PortalAPICharger backendOCPPAPIPortal

Update timeline

  1. investigating Oct 08, 2025, 12:18 PM UTC

    We are currently investigating this issue.

  2. investigating Oct 08, 2025, 12:24 PM UTC

    We’re currently experiencing issues with activating and deactivating chargers in the portal. There’s also some delay in allocating current to the chargers. We are investigating the issue!

  3. investigating Oct 08, 2025, 12:53 PM UTC

    We are continuing to investigate this issue.

  4. investigating Oct 08, 2025, 01:03 PM UTC

    The portal will be temporarily unavailable due to a restart.

  5. investigating Oct 08, 2025, 01:16 PM UTC

    There are still delays in the Zaptec Portal after the restart, and we are continuing to investigate the issue.

  6. investigating Oct 08, 2025, 01:40 PM UTC

    The portal will be unavailable for approximately 15 minutes.

  7. investigating Oct 08, 2025, 01:56 PM UTC

    Portal is up again, but we are still seeing delays. We are continuing to investigate the issue.

  8. investigating Oct 08, 2025, 02:07 PM UTC

    There is still delays in Zaptec Portal, this will affect adding new chargers in installations, also Zaptec App We are continuing to investigate the issue.

  9. investigating Oct 08, 2025, 02:18 PM UTC

    We are continuing to investigate this issue.

  10. investigating Oct 08, 2025, 02:33 PM UTC

    We’re seeing some improvements, but issues are still under investigation

  11. identified Oct 08, 2025, 02:42 PM UTC

    The issue has been identified and a fix is being implemented.

  12. monitoring Oct 08, 2025, 02:45 PM UTC

    A fix has been implemented and we are monitoring the results.

  13. monitoring Oct 08, 2025, 02:53 PM UTC

    We are continuing to monitor for any further issues.

  14. monitoring Oct 08, 2025, 08:28 PM UTC

    We are continuing to monitor for any further issues.
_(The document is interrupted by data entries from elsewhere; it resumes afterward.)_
PR #4627, opened 2020-12-09
Data: add plugin type `RemoteFolderData` and `RemoteStashData`

### LINKED ISSUE #4626: Add new data types for symbolic remote data
This issue has flown from #2150 that is adding functionality to _stash_ files from the `remote_folder` of a `CalcJob` once it has terminated. This data would be attached as the `stash_folder` output node to the calculation job node. The question arose what `Data` type it should use. To be able to distinguish it from the `remote_folder ` it was suggested to use a different class from `RemoteData`, for example `StashData`.

This raised another question of how the subclassing should be done, because in a sense the `StashData` functions exactly as a `RemoteData`. They are both "symbolic links", in the sense that AiiDA only stores a reference to where the data that they contain is stored. If the remote data is removed AiiDA doesn't necessarily know but it can no longer be used for reproducibility. So far, `RemoteData` is the only data type that is symbolic in this way, but `StashData` would also become one. In that sense, it would make sense that they share a common parent class.

If we would not have to worry about backwards compatibility, we could have created a `SymbolicData` class that would be the parent of `RemoteData` and `StashData`. However, this would require a change in entry point string for `RemoteData`, since the `QueryBuilder` subclassing is based on that. It should be changed from `remote` to `symbolic.remote` if `symbolic` is the entry point name of the `SymbolicData` base class.

Instead, we can bombard `RemoteData` to the parent class, such that the entry point does not have to be changed. We then create two new subclasses `RemoteFolderData` and `RemoteStashData`:
```
"remote = aiida.orm.nodes.data.remote:RemoteData",
"remote.folder = aiida.orm.nodes.data.remote.folder:RemoteFolderData",
"remote.stash = aiida.orm.nodes.data.remote.stash:RemoteStashData",
```
Making it `RemoteFolderData` is actually quite good as it makes for a better parallel with the `FolderData` local analog.

The migration plan would be to already change the `remote_folder` output from `RemoteData` to `RemoteFolderData`. Queries for `RemoteData` will continue to work, since `RemoteFolderData` is a subclass, _unless_ users explicitly say `subclassing=False` in the query, which should be rare. We can then optionally add deprecation warnings when a raw `RemoteData` is stored and tell people to use the new `RemoteFolderData` instead. When sufficient time has passed for transition, we remove the warnings and make `RemoteData` not storable, essentially making it a pure base class (similar to `ProcessNode`). This step is optional, I am not yet sure if this is necessary and whether it is ok to allow `RemoteData` nodes to continue to be created. Actually not even sure if this is being done by users. If we do decide to make `RemoteData` non-storable, we can add a migration changing existing nodes' type strings from `remote` to `remote.folder`.

sphuber:
Fixes #4626 

These new data plugins are a subclass of the existing `RemoteData`. The
`RemoteFolderData` is identical to the original `RemoteData` and is
essentially replacing it. The `RemoteData` type will at some point
become unstorable and will then merely function as a parent class for
querying. The `RemoteStashData` is new and is the second remote type of
data and will be used to "stash" data from the remote working directory
of a completed calculation job for safe keeping. Since this data remains
also on the remote, it is "symbolic" just as the `RemoteFolderData`
because only a reference of its location on the remote is kept. If the
data is removed on the remote, over which AiiDA has no control, any
process that uses it as input is no longer reproducible. The symbolic
data will have to be recreated first.

Since the two types share this "symbolic" character, they need to have a
shared parent class. For backward compatiblity reasons, `RemoteData` is
chosen as that parent class which means the entry point string can
remain unchanged and the subclasses can extend the `remote` namespace.


sphuber:
After discussion, this pull request will be closed. One of the main advantages of having a shared parent class for `RemoteFolderData` and `RemoteStashData` was such that `RemoteData` could be used in queries to target all remote datas. However, this can just as easily be done by passing the tuple `(RemoteFolderData, RemoteStashData)`. In addition, the idea was that the `CalcJob` class, which requires `RemoteData` for the `parent_folder`, would automatically and transparently accept both remote folder data and remote stash data. However, if the engine has to unstash the data, which can be a heavy operation, it can block the engine if many unstash operations have to be performed. This happening transparently may catch the user off guard and so it is argued that it is preferable that unstashing should be an explicit action (through a separate `TransferCalcjob` for example. As soon as the unstashing can be implemented in a non-blocking way, this objection disappears, but since we cannot do that at the moment, for now we do not want to offer this functionality.

So in essence, the changes only provide slights advantages that can be accomplished relatively easy in another way. Conversely, these change are backwards incompatible and requires a database migration, so the cost is quite large.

  15. monitoring Oct 09, 2025, 05:07 AM UTC

    We are continuing to monitor for any further issues.

  16. resolved Oct 09, 2025, 06:01 AM UTC

    This incident has been resolved, postmortems will be posted later today.

  17. postmortem Oct 09, 2025, 10:54 AM UTC

    On October 9, 2025, we experienced our customer portal showing the stale data and then disruptions to charging operations. We want to provide a transparent overview of what happened, how we responded, and the steps we are taking to prevent this from happening again. ‌ \## Timeline of Events 13:45: Replication issues detected between database instances. It was growing slowly but steadily and initially did not caught attention as a transient issue. 14:27: Our engineering team started to recycle most loaded backend systems to clean up potentially hanging database connections. No improvement observed. 14:40: High-traffic API endpoints temporarily disabled to reduce load. No improvement observed. 15:00: Web services temporarily shut down. The underlying problem persisted despite reduced load. 15:00: Charging control plane restarted. Load decreased, but the event backlog continued to grow. 15:10: Web services restored. Event backlog remained unchanged. 15:37: Portal services shut down. Event backlog remained unchanged. 16:03: Incident escalated to emergency status. 16:15: Online detection services temporarily shut down. Event backlog cleared and returned to normal levels. 16:30: All systems stabilized and resumed normal operations. ‌ Root Cause Analysis Our cloud database service stopped shipping transaction logs, causing the secondary database replica to fall behind. This occurred despite adequate resources being available to handle the incoming transaction volume and is clearly visible on the respective server metric. ‌ We are still investigating the underlying cause of the log shipping failure. Current areas of investigation include: Cloud infrastructure networking issues Long-running database transactions caused by application behavior We are actively working to reproduce the issue to better understand the failure conditions. ‌ Preventative Measures and Follow-up To prevent similar incidents and improve our response capabilities, we are implementing the following measures: Infrastructure optimization: Reducing workload on our database infrastructure through architectural improvements. Enhanced monitoring: Deploying additional observability tools to detect replication issues earlier. Automated alerting: New alerts configured for replication lag and transaction log queue sizes to enable faster detection and response. We are committed to continuous improvement and will provide updates as our investigation progresses.